Problem -
Copy, word for word, the lines of the entries below between the one with "PR #125, opened 2016-05-02" and the one with "It's based on", inclusive, and leave out everything else.

The records -

= = =

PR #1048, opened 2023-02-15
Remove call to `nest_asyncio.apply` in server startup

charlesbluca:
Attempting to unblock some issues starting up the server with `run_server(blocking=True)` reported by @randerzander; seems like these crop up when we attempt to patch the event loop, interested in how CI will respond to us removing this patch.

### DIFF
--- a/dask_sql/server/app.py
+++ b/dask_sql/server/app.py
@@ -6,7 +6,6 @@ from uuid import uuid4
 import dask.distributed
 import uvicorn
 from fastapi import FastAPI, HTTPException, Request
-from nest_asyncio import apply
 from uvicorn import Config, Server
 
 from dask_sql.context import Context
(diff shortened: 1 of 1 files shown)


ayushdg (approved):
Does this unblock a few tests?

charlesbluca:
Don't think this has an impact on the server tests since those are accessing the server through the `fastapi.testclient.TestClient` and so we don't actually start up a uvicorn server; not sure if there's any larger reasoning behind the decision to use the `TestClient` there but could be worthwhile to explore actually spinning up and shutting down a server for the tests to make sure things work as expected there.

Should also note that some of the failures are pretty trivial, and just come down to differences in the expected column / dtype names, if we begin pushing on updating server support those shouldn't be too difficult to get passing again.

= = =

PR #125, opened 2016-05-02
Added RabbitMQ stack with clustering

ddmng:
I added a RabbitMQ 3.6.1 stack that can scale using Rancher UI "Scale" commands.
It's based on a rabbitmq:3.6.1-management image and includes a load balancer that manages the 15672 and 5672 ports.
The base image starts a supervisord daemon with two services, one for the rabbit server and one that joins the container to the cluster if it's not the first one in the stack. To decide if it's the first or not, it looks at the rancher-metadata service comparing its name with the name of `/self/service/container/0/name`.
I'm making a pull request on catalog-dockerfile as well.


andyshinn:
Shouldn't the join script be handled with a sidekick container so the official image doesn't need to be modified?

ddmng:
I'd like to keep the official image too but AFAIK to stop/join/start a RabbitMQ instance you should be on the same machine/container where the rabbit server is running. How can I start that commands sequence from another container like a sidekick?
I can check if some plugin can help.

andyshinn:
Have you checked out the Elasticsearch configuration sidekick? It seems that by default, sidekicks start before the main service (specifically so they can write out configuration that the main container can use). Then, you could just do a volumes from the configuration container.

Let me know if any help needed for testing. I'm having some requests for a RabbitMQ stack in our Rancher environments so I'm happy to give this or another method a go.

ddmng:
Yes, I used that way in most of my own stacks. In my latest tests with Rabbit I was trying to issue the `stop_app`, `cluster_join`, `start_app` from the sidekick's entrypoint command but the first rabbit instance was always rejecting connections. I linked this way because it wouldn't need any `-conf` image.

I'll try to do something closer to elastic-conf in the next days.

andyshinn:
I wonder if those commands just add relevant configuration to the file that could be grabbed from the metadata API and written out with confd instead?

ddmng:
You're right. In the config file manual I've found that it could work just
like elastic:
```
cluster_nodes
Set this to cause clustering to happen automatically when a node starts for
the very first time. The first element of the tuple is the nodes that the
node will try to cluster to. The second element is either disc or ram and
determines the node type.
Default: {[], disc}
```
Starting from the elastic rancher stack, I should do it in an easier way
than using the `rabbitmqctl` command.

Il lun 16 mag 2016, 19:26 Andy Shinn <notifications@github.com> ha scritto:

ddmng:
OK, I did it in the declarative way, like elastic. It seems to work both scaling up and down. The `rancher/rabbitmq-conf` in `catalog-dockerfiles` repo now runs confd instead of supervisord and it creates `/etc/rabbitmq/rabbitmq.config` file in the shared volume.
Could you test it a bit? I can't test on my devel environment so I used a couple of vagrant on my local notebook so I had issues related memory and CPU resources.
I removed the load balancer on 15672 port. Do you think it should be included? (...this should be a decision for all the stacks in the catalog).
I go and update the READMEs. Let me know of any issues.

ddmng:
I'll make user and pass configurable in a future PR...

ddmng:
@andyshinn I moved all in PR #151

= = =

Solution to this exercise -
PR #125, opened 2016-05-02
Added RabbitMQ stack with clustering

ddmng:
I added a RabbitMQ 3.6.1 stack that can scale using Rancher UI "Scale" commands.
It's based on a rabbitmq:3.6.1-management image and includes a load balancer that manages the 15672 and 5672 ports.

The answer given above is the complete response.